_Work item_
From the records below, take each line where the string "scss" shows up and copy it.

Records contained in a dataset
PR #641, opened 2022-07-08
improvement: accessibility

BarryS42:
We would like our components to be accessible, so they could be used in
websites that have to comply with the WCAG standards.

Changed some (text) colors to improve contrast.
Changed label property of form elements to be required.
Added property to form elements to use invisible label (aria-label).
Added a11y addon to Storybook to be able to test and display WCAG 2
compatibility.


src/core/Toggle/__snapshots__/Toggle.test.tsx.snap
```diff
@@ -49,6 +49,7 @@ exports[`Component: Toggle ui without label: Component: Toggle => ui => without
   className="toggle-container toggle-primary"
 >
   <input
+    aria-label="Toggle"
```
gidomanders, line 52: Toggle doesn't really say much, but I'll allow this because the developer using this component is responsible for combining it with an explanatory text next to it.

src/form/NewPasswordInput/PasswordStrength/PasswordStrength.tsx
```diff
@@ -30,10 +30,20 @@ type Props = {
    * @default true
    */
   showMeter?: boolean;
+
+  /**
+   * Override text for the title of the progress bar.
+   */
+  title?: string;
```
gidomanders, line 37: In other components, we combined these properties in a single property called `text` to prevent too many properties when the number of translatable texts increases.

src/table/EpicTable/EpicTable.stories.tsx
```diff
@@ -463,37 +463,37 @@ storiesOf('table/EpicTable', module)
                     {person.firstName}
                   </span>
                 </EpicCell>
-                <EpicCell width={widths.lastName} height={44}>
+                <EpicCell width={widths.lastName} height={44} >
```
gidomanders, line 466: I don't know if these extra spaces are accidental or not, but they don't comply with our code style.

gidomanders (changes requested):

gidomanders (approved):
...
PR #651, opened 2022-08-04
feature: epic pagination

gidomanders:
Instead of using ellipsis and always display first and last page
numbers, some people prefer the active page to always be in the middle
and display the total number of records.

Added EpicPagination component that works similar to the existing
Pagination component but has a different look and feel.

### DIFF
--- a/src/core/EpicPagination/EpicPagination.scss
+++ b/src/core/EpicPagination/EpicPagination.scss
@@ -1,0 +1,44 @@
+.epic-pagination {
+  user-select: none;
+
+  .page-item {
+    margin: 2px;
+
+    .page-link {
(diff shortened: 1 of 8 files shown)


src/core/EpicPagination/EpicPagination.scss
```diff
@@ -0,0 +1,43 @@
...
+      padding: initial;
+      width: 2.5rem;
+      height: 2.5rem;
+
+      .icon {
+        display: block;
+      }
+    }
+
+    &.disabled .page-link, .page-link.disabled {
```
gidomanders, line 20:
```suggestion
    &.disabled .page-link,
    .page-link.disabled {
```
* * *
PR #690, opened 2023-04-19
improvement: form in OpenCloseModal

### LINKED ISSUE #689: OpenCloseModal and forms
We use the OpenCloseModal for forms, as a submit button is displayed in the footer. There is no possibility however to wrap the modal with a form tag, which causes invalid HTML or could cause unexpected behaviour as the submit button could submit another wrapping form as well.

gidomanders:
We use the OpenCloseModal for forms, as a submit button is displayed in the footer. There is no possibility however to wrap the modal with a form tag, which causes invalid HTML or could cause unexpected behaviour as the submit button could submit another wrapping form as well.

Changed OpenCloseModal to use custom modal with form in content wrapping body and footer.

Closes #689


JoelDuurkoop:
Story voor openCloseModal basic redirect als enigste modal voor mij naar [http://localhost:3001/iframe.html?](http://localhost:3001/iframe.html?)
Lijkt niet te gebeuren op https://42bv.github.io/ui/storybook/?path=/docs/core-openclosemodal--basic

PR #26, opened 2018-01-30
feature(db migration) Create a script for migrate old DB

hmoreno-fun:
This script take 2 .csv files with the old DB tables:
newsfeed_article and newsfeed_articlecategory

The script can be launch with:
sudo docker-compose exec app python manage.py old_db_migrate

_Output_
--- a/src/core/EpicPagination/EpicPagination.scss
+++ b/src/core/EpicPagination/EpicPagination.scss
src/core/EpicPagination/EpicPagination.scss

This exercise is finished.